New suit shocks, but doesn’t surprise

Former Bears quarterback Jim McMahon is one of eight players in a new lawsuit against the NFL. More than 500 players are also included in the suit. (Doug Jennings/AP)

Is it possible to be both shocked and not at all surprised? That might be the most accurate way to describe the mind of a football fan today.

At the NFL level, football is a brutal game that leaves its mark on the men who play it. This much, fans already knew. The players, too, are well aware by now that the number of ex-NFLers who escape the sport unscathed is small. Even the league knows this, though you may have to get them under oath before they admit it.

But just how much of a mark does football leave? And how much of that damage is preventable? And was there another way to treat the injuries that everyone involved in the sport now takes as an eventual given?

In a perfect world, these would be questions for players and team officials and medical professionals. In the world we live in, though, they are increasingly questions for a court of law. One day, perhaps, we’ll have answers—but they will likely never be perfect answers and, it increasingly appears, they will be hotly contested, with the health of future players and the financial security of the league at stake.

On Tuesday, the NFL was hit with another class-action lawsuit, this time focusing not solely on the problem of concussions and their aftereffects, but on the propensity of the sport to—and anyone who has followed the game for any amount of time has perhaps even romanticized this to some extent—encourage its participants to play through pain. The suit, filed in U.S. District Court in San Francisco, alleges that playing through serious injury isn’t just the effect of its participants’ vaunted toughness, but the direct result of team coaches and doctors masking fractures and other injuries, hurrying players back to the field with risky drugs and illegal painkillers.

The claims—among them, that players were given pills in lieu of treatment for serious injuries, and often came away with painkiller addictions—point toward the worst suspicions fans can harbour about the culture behind closed doors of the sport they love: That the league cares more for profits than the health of its players, and doesn’t feel particularly responsible for the kind of shape they might be left in when they can no longer take the field. It’s nasty and it’s the kind of allegation that sticks in the mind, because it’s the kind of thing fans are prone to wondering whenever they see footage of a star stumbling around the sidelines.

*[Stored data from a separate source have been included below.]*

PR #698, opened 2025-02-25
Leveling fixes

CarlPoppa1:
- Moved runs to either already existing boss runs or already existing functions within the quest run
- Fixed other issues within leveling_act1.go to leveling_act5.go
- Moved option to use thawing/antidote potions to Duriel and Andariel main boss runs
- Added option to clear levels of Forgotten Tower in Countess run (we can't get to level 5 of the tower by running past mobs before we can teleport)
- Changed some run logic in act 1 leveling script (Den of Evil til 3, Cold Plains til 6, Stony Field til 9, Countess til 14 then Andariel)
- Fixed issue with traversing areas and discovering waypoints erroring if we have to return to town (needed for act 5)

I've deliberately left out the changes I made to open doors more reliably. So this PR will only work smoothly once #697 has been merged. Both PRs will need to be tested together.

More changes to come...

### DIFF
--- a/internal/action/item_pickup.go
+++ b/internal/action/item_pickup.go
@@ -181,7 +181,7 @@ func GetItemsToPickup(maxDistance int) []data.Item {
 
 	for _, itm := range ctx.Data.Inventory.ByLocation(item.LocationGround) {
 		// Skip itempickup on party leveling Maggot Lair, is too narrow and causes characters to get stuck
-		if isLevelingChar && !itm.IsFromQuest() && (ctx.Data.PlayerUnit.Area == area.MaggotLairLevel1 ||
+		if isLevelingChar && itm.Name != "StaffOfKings" && (ctx.Data.PlayerUnit.Area == area.MaggotLairLevel1 ||
 			ctx.Data.PlayerUnit.Area == area.MaggotLairLevel2 ||
 			ctx.Data.PlayerUnit.Area == area.MaggotLairLevel3 ||
 			ctx.Data.PlayerUnit.Area == area.ArcaneSanctuary) {
--- a/internal/run/leveling_act1.go
+++ b/internal/run/leveling_act1.go
@@ -42,21 +42,9 @@ func (a Leveling) act1() error {
 		a.stonyField()
 	}
 
-	if !a.isCainInTown() && !a.ctx.Data.Quests[quest.Act1TheSearchForCain].Completed() {
-		a.deckardCain()
-	}
-
-	// do Tristram Runs until level 14
-	if lvl, _ := a.ctx.Data.PlayerUnit.FindStat(stat.Level, 0); lvl.Value < 14 {
-		a.tristram()
-	}
-
-	// do Countess Runs until level 17
-	if lvl, _ := a.ctx.Data.PlayerUnit.FindStat(stat.Level, 0); lvl.Value < 17 {
-		a.countess()
-	}
-
-	return a.andariel()
+		if !a.ctx.Data.CanTeleport() {
+			a.ctx.CharacterCfg.Game.Countess.ClearFloors = true
+		}
 }
 
 func (a Leveling) bloodMoor() error {
--- a/internal/run/leveling_act1.go
+++ b/internal/run/leveling_act1.go
@@ -3,7 +3,7 @@ package run
 import (
 	"github.com/hectorgimenez/d2go/pkg/data"
 	"github.com/hectorgimenez/d2go/pkg/data/area"
-	"github.com/hectorgimenez/d2go/pkg/data/item"
+	"github.com/hectorgimenez/d2go/pkg/data/difficulty"
 	"github.com/hectorgimenez/d2go/pkg/data/npc"
 	"github.com/hectorgimenez/d2go/pkg/data/object"
 	"github.com/hectorgimenez/d2go/pkg/data/quest"
@@ -23,37 +23,47 @@ func (a Leveling) act1() error {
 
 	running = true
 
-	// clear Blood Moor until level 3
+	// Clear Den of Evil til level 3 - might need to run it in each difficulty if we need more than one respec
 	if lvl, _ := a.ctx.Data.PlayerUnit.FindStat(stat.Level, 0); lvl.Value < 3 {
-		a.bloodMoor()
+		a.ctx.Logger.Debug("Current lvl %s under 3 - Leveling in Den of Evil")
+		return NewQuests().clearDenQuest()
 	}
-
-	// clear Cold Plains until level 6
+	// Do Cold Plains til level 6
 	if lvl, _ := a.ctx.Data.PlayerUnit.FindStat(stat.Level, 0); lvl.Value < 6 {
-		a.coldPlains()
+		return a.coldPlains()
 	}
 
-	if lvl, _ := a.ctx.Data.PlayerUnit.FindStat(stat.Level, 0); lvl.Value == 6 || !a.ctx.Data.Quests[quest.Act1DenOfEvil].Completed() {
-		a.denOfEvil()
-	}
-
-	// clear Stony Field until level 9
+	// Do Stony Field until 9
 	if lvl, _ := a.ctx.Data.PlayerUnit.FindStat(stat.Level, 0); lvl.Value < 9 {
-		a.stonyField()
+		return a.stonyField()
 	}
 
+	// Do Countess Runs until level 14 - skipping in Hell because cold/fire immune - there's no point getting stuck if our merc isn't geared enough yet
+
+	if lvl, _ := a.ctx.Data.PlayerUnit.FindStat(stat.Level, 0); lvl.Value < 14 || a.ctx.Data.CharacterCfg.Game.Difficulty == difficulty.Nightmare {
 		if !a.ctx.Data.CanTeleport() {
 			a.ctx.CharacterCfg.Game.Countess.ClearFloors = true
 		}
-}
-
-func (a Leveling) bloodMoor() error {
-	err := action.MoveToArea(area.BloodMoor)
-	if err != nil {
-		return err
+		return NewCountess().Run()
 	}
 
-	return action.ClearCurrentLevel(false, data.MonsterAnyFilter())
+	if a.ctx.Data.Quests[quest.Act1SistersToTheSlaughter].Completed() {
+		action.ReturnTown()
+		// Do Den of Evil if not complete before moving acts
+		if !a.ctx.Data.Quests[quest.Act1DenOfEvil].Completed() {
+			NewQuests().clearDenQuest()
+		}
+		if !a.isCainInTown() && !a.ctx.Data.Quests[quest.Act1TheSearchForCain].Completed() {
+			NewQuests().rescueCainQuest()
+		}
+
+		action.InteractNPC(npc.Warriv)
+		a.ctx.HID.KeySequence(win.VK_HOME, win.VK_DOWN, win.VK_RETURN)
+
+		return nil
+	} else {
+		return NewAndariel().Run()
+	}
 }
 
 func (a Leveling) coldPlains() error {
--- a/internal/run/leveling_act2.go
+++ b/internal/run/leveling_act2.go
@@ -1,6 +1,8 @@
 package run
 
 import (
+	"fmt"
+
 	"github.com/hectorgimenez/d2go/pkg/data"
 	"github.com/hectorgimenez/d2go/pkg/data/area"
 	"github.com/hectorgimenez/d2go/pkg/data/item"
@@ -23,23 +25,44 @@ func (a Leveling) act2() error {
 	}
 
 	running = true
+
+	if a.ctx.Data.Quests[quest.Act2TheSevenTombs].HasStatus(quest.StatusInProgress5) {
+		action.MoveToCoords(data.Position{
+			X: 5092,
+			Y: 5144,
+		})
+
+		action.InteractNPC(npc.Jerhyn)
+	}
+
+	if a.ctx.Data.Quests[quest.Act2TheSevenTombs].Completed() {
+		action.MoveToCoords(data.Position{
+			X: 5195,
+			Y: 5060,
+		})
+		action.InteractNPC(npc.Meshif)
+		a.ctx.HID.KeySequence(win.VK_HOME, win.VK_DOWN, win.VK_RETURN)
+		return nil
+	}
 	// Find Horadric Cube
 	_, found := a.ctx.Data.Inventory.Find("HoradricCube", item.LocationInventory, item.LocationStash)
 	if found {
 		a.ctx.Logger.Info("Horadric Cube found, skipping quest")
 	} else {
 		a.ctx.Logger.Info("Horadric Cube not found, starting quest")
-		return a.findHoradricCube()
+		return NewQuests().getHoradricCube()
 	}
 
 	if a.ctx.Data.Quests[quest.Act2TheSummoner].Completed() {
 		// Try to get level 21 before moving to Duriel and Act3
 
-		if lvl, _ := a.ctx.Data.PlayerUnit.FindStat(stat.Level, 0); lvl.Value < 18 {
-			return TalRashaTombs{}.Run()
+		if lvl, _ := a.ctx.Data.PlayerUnit.FindStat(stat.Level, 0); lvl.Value < 21 {
+			return NewTalRashaTombs().Run()
 		}
-
-		return a.duriel(a.ctx.Data.Quests[quest.Act2TheHoradricStaff].Completed(), *a.ctx.Data)
+		if a.ctx.Data.Quests[quest.Act2TheHoradricStaff].HasStatus(quest.StatusInProgress3) {
+			a.prepareStaff()
+		}
+		return a.duriel()
 	}
 
 	_, horadricStaffFound := a.ctx.Data.Inventory.Find("HoradricStaff", item.LocationInventory, item.LocationStash, item.LocationEquipped)
@@ -59,55 +82,32 @@ func (a Leveling) act2() error {
 		a.ctx.Logger.Info("Amulet of the Viper found, skipping quest")
 	} else {
 		a.ctx.Logger.Info("Amulet of the Viper not found, starting quest")
-		return a.findAmulet()
+		a.findAmulet()
 	}
 
 	// Summoner
 	a.ctx.Logger.Info("Starting summoner quest")
-	return a.summoner()
-
-}
-
-func (a Leveling) findHoradricCube() error {
-	err := action.WayPoint(area.HallsOfTheDeadLevel2)
+	if a.ctx.Data.Quests[quest.Act2TheSummoner].HasStatus(quest.StatusQuestNotStarted) && !a.ctx.Data.Quests[quest.Act2TaintedSun].HasStatus(quest.StatusQuestNotStarted) {
+		action.InteractNPC(npc.Drognan)
+	}
+	//return error
+	err := NewSummoner().Run()
 	if err != nil {
 		return err
 	}
-
-	err = action.MoveToArea(area.HallsOfTheDeadLevel3)
-	if err != nil {
-		return err
+	// This block can be removed when https://github.com/hectorgimenez/koolo/pull/642 gets merged
+	if _, found := a.ctx.Data.NPCs.FindOne(npc.Summoner); found {
+		return fmt.Errorf("Summoner not dead")
 	}
 
-	err = action.MoveTo(func() (data.Position, bool) {
-		chest, found := a.ctx.Data.Objects.FindOne(object.HoradricCubeChest)
-		if found {
-			a.ctx.Logger.Info("Horadric Cube chest found, moving to that room")
-			return chest.Position, true
-		}
-		return data.Position{}, false
+	a.ctx.Logger.Debug("Moving to red portal")
+	portal, _ := a.ctx.Data.Objects.FindOne(object.PermanentTownPortal)
+
+	action.InteractObject(portal, func() bool {
+		return a.ctx.Data.PlayerUnit.Area == area.CanyonOfTheMagi && a.ctx.Data.AreaData.IsInside(a.ctx.Data.PlayerUnit.Position)
 	})
-	if err != nil {
-		return err
-	}
-
-	action.ClearAreaAroundPlayer(15, data.MonsterAnyFilter())
-
-	obj, found := a.ctx.Data.Objects.FindOne(object.HoradricCubeChest)
-	if !found {
-		return err
-	}
-
-	err = action.InteractObject(obj, func() bool {
-		updatedObj, found := a.ctx.Data.Objects.FindOne(object.HoradricCubeChest)
-		if found {
-			if !updatedObj.Selectable {
-				a.ctx.Logger.Debug("Interacted with Horadric Cube Chest")
-			}
-			return !updatedObj.Selectable
-		}
-		return false
-	})
+	// End of block for removal
+	err = action.DiscoverWaypoint()
 	if err != nil {
 		return err
 	}
@@ -135,19 +135,6 @@ func (a Leveling) findStaff() error {
 	if err != nil {
 		return err
 	}
-	err = action.MoveTo(func() (data.Position, bool) {
-		chest, found := a.ctx.Data.Objects.FindOne(object.StaffOfKingsChest)
-		if found {
-			a.ctx.Logger.Info("Staff Of Kings chest found, moving to that room")
-			return chest.Position, true
-		}
-		return data.Position{}, false
-	})
-	if err != nil {
-		return err
-	}
-
-	action.ClearAreaAroundPlayer(15, data.MonsterAnyFilter())
 
 	obj, found := a.ctx.Data.Objects.FindOne(object.StaffOfKingsChest)
 	if !found {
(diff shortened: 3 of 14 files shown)


Wamlad:
What do you mean by "Stat allocation (with struct to allow for stats to be defined more than once)"? Unsure what you mean by defined more than once. Is that to do with the autoequip?

Some potential fixes on your more changes to come list below. Would like to help out where I can.
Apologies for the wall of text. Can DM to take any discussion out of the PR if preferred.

Eight players named in the suit, among them former Bears quarterback Jim McMahon, share stories of misdiagnoses and pill-popping. McMahon himself claims he was once taking more than 100 Percocet pills per month. The players claim no records were kept and the pills were not prescribed, which would seem to make the suit difficult to prove in a court of law—but not, perhaps, in the court of public opinion.

In that court, the league can’t really afford another loss. Not on this topic. Not now.

It was news last summer when the NFL and its former players came to terms on a $765-million settlement of a class-action lawsuit brought by former players who were now grappling with the effects of brain injuries suffered during their playing careers, arguing that the league knew the damage caused by these injuries, and didn’t do enough to protect its employees from them. It wasn’t enough money, many critics said at the time, but at least it was something, and maybe it was also an acknowledgement of the need to do more in the future. (The NFL, of course, went to great legal lengths to ensure the settlement was not, by any courtroom interpretation, an admission of any sort of guilt or precedence.)

But that settlement was initially rejected back in January by a judge who demanded proof that the relatively meagre amount (the NFL’s revenue was reportedly north of $9 billion last year) would be enough to adequately care for the increasing number of players who were displaying symptoms as they aged. Whether it was the fault of the NFL or not, the perception was of the league coming close to—but just missing out on—getting off cheaply.

This new suit is something of a well-timed body blow. The league has not yet officially settled the last one, and with the NFL Draft in the rearview mirror, there’s a small window in which the national football media horde will have nothing substantial to talk about. This suit gives them the chance to resurrect and put into print all the worst things they’ve suspected about how the game is really played. Unlike the previous suit, this one is less a who-knew-what-when case and more of a he-said-he-said affair—which means it’s both tougher to prove and uglier to think about.